Repeat the entire listing exactly.
[Data block]
PR #962, opened 2025-01-05
feat: add slack channel_rename event handler

mario99logic:
ChannelRenameHandler has been added to handle the channel_rename event. Additionally, the same handler has been implemented to manage the group_rename event, as it uses an identical JSON structure.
[/Data block]
-- Output --
PR #962, opened 2025-01-05
feat: add slack channel_rename event handler

mario99logic:
ChannelRenameHandler has been added to handle the channel_rename event. Additionally, the same handler has been implemented to manage the group_rename event, as it uses an identical JSON structure.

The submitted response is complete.